_TASK OBJECTIVE_: Going through the data below, find how many lines include the word "controller", and reply with that number alone.
[MATERIAL PROVIDED]
PR #817, opened 2025-09-19
Allow building extensible receivers

dmathieu:
This PR aims to allow building extensible receivers by exposing `collector.BuildProfilesReceiver()`, which builds a profiles receiver configured to use the internal controller.

Right now, this method only allows configuring an executable reporter. But it it thought to be extended with more options.

This is an alternative solution to #811.

### DIFF
--- a/collector/internal/controller/controller.go
+++ b/collector/internal/controller/controller.go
[/MATERIAL PROVIDED]
_EXERCISE RESULT_: 3